• [Task brief]:
Output the data below in full, character for character.

[Exercise data Boundary: Start]

PR #1274, opened 2024-06-26
Test manual ci with fallback branch in workflow

MattBudz:
### Summary

PoC for adding a fallback branch for rubocop to compare against when trigger CI manually.

### Check List

### DIFF
--- a/.github/workflows/ci.yml
+++ b/.github/workflows/ci.yml
@@ -32,7 +32,7 @@ jobs:
       IS_MERGE: ${{ github.base_ref == '' }}
       PREV_SHA: ${{ github.event.before }}
       TARGET_BRANCH: ${{ github.base_ref }}
-      FALLBACK_BRANCH: 'develop'
+      FALLBACK_BRANCH: 'origin/develop'
     steps:
       - name: Checkout code
         uses: actions/checkout@v1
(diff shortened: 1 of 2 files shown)


.github/workflows/ci.yml
```diff
@@ -40,7 +41,7 @@ jobs:
         with:
           bundler-cache: true
       - name: Lint changed files
-        run: bin/rubocop-ci ${{ env.TARGET_BRANCH || env.PREV_SHA }} ${{ env.IS_MERGE }}
+        run: bin/rubocop-ci ${{ env.TARGET_BRANCH || env.PREV_SHA || env.FALLBACK_BRANCH }} ${{ env.IS_MERGE }}
```
caitmich, line 44: What if we have a different env (not `IS_MERGE`) when it's triggered manually and then we can set 'develop' as the branch to use in that case?

.github/workflows/ci.yml
```diff
@@ -32,6 +32,7 @@ jobs:
       IS_MERGE: ${{ github.base_ref == '' }}
       PREV_SHA: ${{ github.event.before }}
       TARGET_BRANCH: ${{ github.base_ref }}
+      FALLBACK_BRANCH: 'origin/develop'
```
caitmich, line 35: Is this needed since we have [this](https://github.com/secroots/dradis-pro/blob/981dad091512db7e5fcd3790999857216bf8c854/bin/rubocop-ci#L9) check in rubocop-ci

[Exercise data Boundary: End]

• [Reply to the task]:
PR #1274, opened 2024-06-26
Test manual ci with fallback branch in workflow

MattBudz:
### Summary

PoC for adding a fallback branch for rubocop to compare against when trigger CI manually.

### Check List

### DIFF
--- a/.github/workflows/ci.yml
+++ b/.github/workflows/ci.yml
@@ -32,7 +32,7 @@ jobs:
       IS_MERGE: ${{ github.base_ref == '' }}
       PREV_SHA: ${{ github.event.before }}
       TARGET_BRANCH: ${{ github.base_ref }}
-      FALLBACK_BRANCH: 'develop'
+      FALLBACK_BRANCH: 'origin/develop'
     steps:
       - name: Checkout code
         uses: actions/checkout@v1
(diff shortened: 1 of 2 files shown)


.github/workflows/ci.yml
```diff
@@ -40,7 +41,7 @@ jobs:
         with:
           bundler-cache: true
       - name: Lint changed files
-        run: bin/rubocop-ci ${{ env.TARGET_BRANCH || env.PREV_SHA }} ${{ env.IS_MERGE }}
+        run: bin/rubocop-ci ${{ env.TARGET_BRANCH || env.PREV_SHA || env.FALLBACK_BRANCH }} ${{ env.IS_MERGE }}
```
caitmich, line 44: What if we have a different env (not `IS_MERGE`) when it's triggered manually and then we can set 'develop' as the branch to use in that case?

.github/workflows/ci.yml
```diff
@@ -32,6 +32,7 @@ jobs:
       IS_MERGE: ${{ github.base_ref == '' }}
       PREV_SHA: ${{ github.event.before }}
       TARGET_BRANCH: ${{ github.base_ref }}
+      FALLBACK_BRANCH: 'origin/develop'
```
caitmich, line 35: Is this needed since we have [this](https://github.com/secroots/dradis-pro/blob/981dad091512db7e5fcd3790999857216bf8c854/bin/rubocop-ci#L9) check in rubocop-ci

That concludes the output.